To add a series, click the Select Series button. For plotting our GC output, type heap into the field Filter to only filter for heap-related series. Now select the three series gc:heap:total:capacity, gc:heap:total:used and gc:heap:young:used by selecting them on the left side and clicking the right-arrow button to add them as selected series. Then click OK. PDA will now add all these series to the project, and automatically chose colors, styles and value ranges to plot them.

To change some attributes, now click on the Settings button of series gc:heap:young:used (which is the current Young Heap occupancy). For test purposes, change the maximum value of the Y axis (Range Y to) to 2.0E11 (that’s 200000000000.0), and change the parameter Value Axis to logarithmic. Click OK.

Now in the Configure Project dialog, enter a Title (for example, GC Demo), and click OK to plot the data.

Plotted Data

All data plotted by PDA is value-time-based. All samples are aligned along a common time axis (X axis). Each series of data may have an individual scale on the value axis (Y axis). On the top of the screen, each series’ name can be found in the color used to plot that series. Underneath the name, you can see the value range. For example, series gc:heap:young:heap that we have edited before is plotted in green, using a value range from 0 to 200G on the Y axis.

Now click the Select Series button on the right, add series gc:gc:parnew:pause, and click OK.

Note also that different styles are used for the data. Most series are plotted using lines. Only series gc:gc:parnew:pause (the pause times for garbage collections in the young generation) are plotted using dots.

On the right side of the screen, click the button with the magenta label gc:gc:parnew:pause. A window named Series Statistics will pop up and display some statistics about this series, as the number of found samples within the selected time frame, Min/Max/Avg/Variance/Standard Deviation for this series, as well as the Min/Max/Avg distance between samples. In terms of garbage collection times, the Avg Distance is our average garbage collection interval, and the Avg Value is the average time (in this case in milliseconds) for a garbage collection. Click OK to close the window again.

With the mouse, you can zoom into data more closely, by selecting a certain part of the graph. Note that zooming will only zoom in on the X axis, not the Y axis. For example, zoom into the letter V of the plotted data. Now click the statistics button for series gc:gc:parnew:pause again and note that now the statistics only reflect the samples from the selected interval. After closing the statistics window, click the Reset Zoom button to reset the zoom.

By clicking Add Label, you can add a label to the graph and drag it to a position you like.

Adding more Data

Click on Configure Project again to add more data, the click the file open symbol and select the demo.csv file that was generated earlier. Select parser csv (de.nmichael.pda.parser.Csv) and click OK to open and parse the data. Then click on Select Series, filter by csv, and add the csv:::Samples series. Click OK. Now click Settings for the just added series and change the Line Width to 10. Click OK, and OK again in the Configure Project dialog to plot the data.
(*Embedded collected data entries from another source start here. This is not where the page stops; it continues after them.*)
PR #3651, opened 2020-10-02
[mqtt] Sidecar startup

and-rewsmith:
The sidecars currently do not start up separately from the broker, which is not how we want to structure the startup order. This PR fixes this and addresses this TODO:

> // TODO: We need to elevate failable init steps out of the async block running in it's own thread.	
//       This is because we need to have defined setup steps, that once complete, the sidecars can run without failing.	
//       Once this is done, complex startup order will be easier to implement.	
//       We can also stop the broker process if sidecars fail to init.	
//	
//       This change depends on restructuring the startup logic so that:	
//         1. sidecars and server run at same time	
//         2. if one fails the other shuts down


mqtt/mqtt-bridge/src/controller.rs
```diff
@@ -16,24 +17,42 @@ impl BridgeController {
...
             info!("No upstream settings detected. Not starting bridge.")
         };
         Ok(())
     }
+
+    pub async fn run(self) -> () {
+        info!("starting bridge...");
+
+        // TODO REVIEW: Bridge will need to update subscriptions
+        //              assuming this can be solved by some sync entity we can pass into the bridge and then update
```
and-rewsmith, line 41: See comment

mqtt/mqtt-bridge/src/controller.rs
```diff
@@ -16,24 +17,42 @@ impl BridgeController {
...
+        let mut bridge_handles = vec![];
+        for (_, bridge) in self.bridges {
+            let bridge_handle = tokio::spawn(async move { bridge.start().await });
+            bridge_handles.push(bridge_handle);
+        }
+
+        // TODO REVIEW: Once we implement bridge shutdown we can switch to select all
+        //              If one bridge fails then we can shutdown all bridges
```
and-rewsmith, line 49: See comment

mqtt/mqtt-bridge/src/controller.rs
```diff
@@ -16,24 +17,42 @@ impl BridgeController {
...
+        let bridges_status = join_all(bridge_handles).await;
+        for status in bridges_status {
+            if let Err(e) = status {
+                // TODO REVIEW: how do we give context to this error message?
```
and-rewsmith, line 53: See comment

mqtt/mqttd/src/broker/mod.rs
```diff
@@ -5,45 +5,107 @@ mod snapshot;
...
+    let shutdown_signal = shutdown::shutdown();
+
+    // start broker
+    let server_join_handle =
+        tokio::spawn(bootstrap::start_server(settings, broker, shutdown_signal));
+
+    // start sidecars
+    // TODO REVIEW: it is fine to blow up here
+    //              a failure here would indicate either bridge or command handler init failed
+    //              broker doesn't open ports until these are both initialized
```
and-rewsmith, line 47: See comment

mqtt/mqttd/src/broker/mod.rs
```diff
@@ -5,45 +5,107 @@ mod snapshot;
...
+    let state;
+    if let Some((sidecars_shutdown, sidecar_join_handles)) =
+        bootstrap::start_sidecars(broker_handle.clone(), listener_settings).await?
+    {
+        // combine future for all sidecars
+        // wait on future for sidecars or broker
+        // if one of them exits then shut the other down
+        // TODO REVIEW: we are only blowing up if either:
+        //              1 - we can't stop the server and can't get the needed state
+        //              2 - we can't signal server or sidecars to shutdown
```
and-rewsmith, line 57: See comment

mqtt/mqtt-bridge/src/controller.rs
and-rewsmith: Each bridge should start in its own thread for perf reasons.

mqtt/mqttd/src/broker/mod.rs
```diff
@@ -57,52 +119,6 @@ where
...
-    loop {
-        interval.tick().await;
-        if let Err(e) = broker_handle.send(Message::System(SystemEvent::StateSnapshot(
-            snapshot_handle.clone(),
-        ))) {
-            warn!(message = "failed to tick the snapshotter", error=%e);
-        }
-    }
-}
-
```
and-rewsmith, line 105: I moved this logic into broker/snapshot.rs

mqtt/mqttd/src/broker/mod.rs
```diff
@@ -5,45 +5,107 @@ mod snapshot;
...
     fs::create_dir_all(state_dir.clone())?;
     let mut persistor = FilePersistor::new(state_dir, VersionedFileFormat::default());
     let state = persistor.load().await?;
     info!("state loaded.");
 
-    let broker = bootstrap::broker(config.broker(), state).await?;
+    let broker = bootstrap::broker(settings.broker(), state).await?;
+    let mut broker_handle = broker.handle();
 
-    info!("starting snapshotter...");
```
and-rewsmith, line 37: I moved this and similar logging inside the function impls.

mqtt/mqttd/src/broker/mod.rs
```diff
@@ -5,45 +5,107 @@ mod snapshot;
...
+        //              2 - we can't signal server or sidecars to shutdown
+        let sidecars_fut = select_all(sidecar_join_handles);
+        state = match select(server_join_handle, sidecars_fut).await {
+            // server finished first
+            Either::Left((server_output, sidecar_join_handles)) => {
+                // extract state from finished server
+                let state = server_output??;
+
+                // shutdown sidecars
+                sidecars_shutdown.shutdown().await?;
```
dmolokanov, line 66: Just as an idea: will it improve the code if we group together code, that calls shutdown on each sidecar and waits until it finishes? I mean `fn start_sidecars` returns a struct that holds all joins and a shoutdown handles for each sidecar, and exposes `fn shutdown` method that calls shutdown for each sidecar and also joins all of them.

dmolokanov (changes requested):
I think we need to add some kind of tests for shutting down sidecars to verify our ideas. Is it possible use mocking to emulate completion/failure?

mqtt/mqttd/src/broker/bootstrap/edgehub.rs
```diff
@@ -143,6 +123,7 @@ where
     };
 
     // Prepare shutdown signal which is either SYSTEM shutdown signal or cert renewal timout
+    pin_mut!(shutdown_signal);
```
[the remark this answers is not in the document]
and-rewsmith: This was the original error:
```
`shutdown_signal` does not live long enough
borrowed value does not live long enoughrustc(E0597)mod.rs(101, 1): `shutdown_signal` dropped here while still borrowed
mod.rs(53, 5): argument requires that `shutdown_signal` is borrowed for `'static`
stack_pin.rs(22, 60): Error originated from macro here
```

You suggested:
> [9/21 1:20 PM] Denis Molokanov
    Just move pining inside async block that is spawned

mqtt/mqttd/src/broker/bootstrap/mod.rs
```diff
@@ -1,11 +1,49 @@
...
+            if let Err(e) = handle.await {
+                error!(message = "failed waiting for sidecar shutdown", err = %e);
+            }
+        }
+    }
+
+    pub fn shutdown_handle(&self) -> SidecarShutdownHandle {
+        self.shutdown_handle.clone()
+    }
+}
```
and-rewsmith, line 49: I should write a simple test

mqtt/mqttd/src/broker/mod.rs
and-rewsmith: I made a sidecar manager struct to do this

mqtt/mqttd/src/broker/bootstrap/mod.rs
and-rewsmith: Although, since this struct is specifically tailored to specific sidecars that need to interact with a broker (i.e. bridge and command handler), simple unit tests won't work. I'm exploring integration tests

mqtt/mqttd/src/broker/bootstrap/edgehub.rs
```diff
@@ -152,23 +134,69 @@ where
...
+            command_handler_shutdown,
+        }
+    }
+
+    pub async fn shutdown(self) -> Result<(), SidecarError> {
+        self.command_handler_shutdown
+            .shutdown()
+            .await
+            .map_err(SidecarError::CommandHandlerShutdown)
+    }
```
and-rewsmith, line 166: Forgot to mention, since bridge shutdown is not implemented, the bridge will never finish once signaled to shutdown. This results in the broker process being killed. Once bridge shutdown works then broker process can stop properly.

If we don't want this bad behavior in the short term, we can simply not return the bridge join handle from the below ```start_sidecars()``` method.

and-rewsmith:
Regarding testing, I think I have an idea. We can refactor the bootstrap start method. Currently it is this:
```
pub async fn run<P>(config_path: Option<P>) -> Result<()>
```
Instead:
```
pub async fn run<P>(broker: Broker) -> Result<(BrokerSnapshot)>
```

Now we can test this function using the test broker. 
- **Verify init failure:** Set auth policies so that sidecar init will fail. Verify expected Result from ```run()``` method.
- **Verify can stop components once running:** Store the shutdown handles for broker server, bridge, command handler. Verify expected result if we shutdown the server, broker, or command handler.

This approach would explore the important branches, but wouldn't cover some things (i.e. a shutdown or join handle fails).

mqtt/mqttd/src/broker/bootstrap/edgehub.rs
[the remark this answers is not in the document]
dmolokanov: make sense. thanks

mqtt/mqttd/src/broker/bootstrap/mod.rs
```diff
@@ -1,11 +1,57 @@
...
 #[cfg(all(not(feature = "edgehub"), feature = "generic"))]
 mod generic;
 
 #[cfg(all(not(feature = "edgehub"), feature = "generic"))]
-pub use generic::{broker, config, start_server};
+pub use generic::{
+    broker, config, start_server, start_sidecars, SidecarError, SidecarShutdownHandle,
+};
+
+pub struct SidecarManager {
```
and-rewsmith, line 23: add comment

mqtt/mqttd/src/broker/bootstrap/mod.rs
```diff
@@ -1,11 +1,57 @@
+#![allow(dead_code)] // needed because we have no sidecars for the generic feature
```
and-rewsmith, line 1: move to structure that is dead for generic case

mqtt/mqttd/src/broker/mod.rs
```diff
@@ -5,100 +5,120 @@ mod snapshot;
...
+
+                // shutdown sidecars
+                sidecar_shutdown_handle.shutdown().await?;
+
+                // wait for sidecars to finish
+                if let Err(e) = sidecars_fut.await {
+                    error!(message = "failed running sidecars", err = %e)
+                }
+
+                state
```
and-rewsmith, line 75: make this a result and percolate up if fail

dmolokanov (changes requested):

mqtt/mqttd/src/broker/mod.rs
```diff
@@ -41,84 +47,82 @@ where
...
     {
-        // combine future for all sidecars
         // wait on future for sidecars or broker
         // if one of them exits then shut the other down
-        // TODO REVIEW: we are only blowing up if either:
-        //              1 - we can't stop the server and can't get the needed state
-        //              2 - we can't signal server or sidecars to shutdown
-        let sidecars_fut = select_all(sidecar_join_handles);
+        let sidecar_shutdown_handle = sidecar_manager.shutdown_handle();
+        let sidecars_fut = sidecar_manager.wait_for_shutdown();
```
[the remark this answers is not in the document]
and-rewsmith: We discussed offline how we also need to expose some future for sidecars that we can select on so that if any sidecar stops, we can shut the server down. I have added comments to the SidecarManager.

mqtt/mqtt-bridge/src/controller.rs
```diff
@@ -16,24 +18,45 @@ impl BridgeController {
...
+            if let Err(e) = status {
+                error!(message = "error while running bridge", err = %e);
+            }
+        }
+
+        // TODO: bridge controller will eventually listen for updates via the twin
+        //       until this is complete we need to wait here indefinitely
+        //       if we stop the bridge controller, our startup/shutdown logic will shut eveything down
+        let century_in_secs = 60 * 60 * 24 * 365 * 100;
+        time::delay_for(Duration::from_secs(century_in_secs)).await;
```
and-rewsmith, line 58: @dmolokanov Do you agree with this approach?

mqtt/mqttd/src/broker/mod.rs
```diff
@@ -52,55 +98,15 @@ where
...
-        if let Err(e) = broker_handle.send(Message::System(SystemEvent::StateSnapshot(
-            snapshot_handle.clone(),
-        ))) {
-            warn!(message = "failed to tick the snapshotter", error=%e);
-        }
-    }
+fn collapse_snapshot_result(
+    server_output: Result<Result<BrokerSnapshot>, JoinError>,
+) -> Result<BrokerSnapshot> {
+    server_output?
```
and-rewsmith, line 109: Any recommendations for how to do this more cleanly? I wanted to use a Result function, but couldn't find a good approach.

mqtt/mqttd/src/broker/bootstrap/edgehub.rs
and-rewsmith: This happens only if we have an upstream bridge enabled

mqtt/mqtt-bridge/src/controller.rs
```diff
@@ -49,5 +50,14 @@ impl BridgeController {
                 error!(message = "error while running bridge", err = %e);
             }
         }
+
+        // TODO: bridge controller will eventually listen for updates via the twin
+        //       until this is complete we need to wait here indefinitely
+        //       if we stop the bridge controller, our startup/shutdown logic will shut eveything down
+        // loop necessary because of https://github.com/tokio-rs/tokio/issues/2408
+        let day_in_secs = 60 * 60 * 24;
```
dmolokanov, line 58: use pending instead
```suggestion
        futures_util::future::pending()
```

mqtt/mqtt-bridge/src/controller.rs
```diff
@@ -49,5 +50,14 @@ impl BridgeController {
                 error!(message = "error while running bridge", err = %e);
             }
         }
+
+        // TODO: bridge controller will eventually listen for updates via the twin
```
dmolokanov, line 54: I'm not sure why we need to hand controller indefinitely.  shouldn't it be stopped once all bridges finish their work?

mqtt/mqttd/src/broker/mod.rs
dmolokanov: lets discuss offline?

mqtt/mqtt-bridge/src/controller.rs
and-rewsmith: I was thinking that the bridge controller should always be listening to updates. It might need to start a remote bridge eventually so it should not stop.

and-rewsmith: Since shutdown and the twin update listening are both not implemented yet, I felt this was a good short term solution. Once shutdown is implemented it will be able to cancel the twin update listening and shut down.

dmolokanov (approved):
Good work, thanks!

The cyan line from the CSV parser shows the curve that the demo was trying to plot by triggering garbage collections at the appropriate point in time. In shape, it should match the GC output. To better align it with the rest of the data, click on the small configuration icon next to the Samples series in the graph window. This is a shortcut to change the properties of a series without going though Configure Project. Change Range Y8 to to 1.5E8 and click OK.

Now the curves align nicely. Often it is a useful thing to do to align various curve on a base point and look at their relative behavior and scaling from there on.

Saving a Project

To save the project, select Save as... from the Project menu and save the project. It can then later be opened again.

To save the current graph as a PNG image, click the Save Image button or select Save As Image... from the Project menu.

Congratulations! Now you know how to use PDA.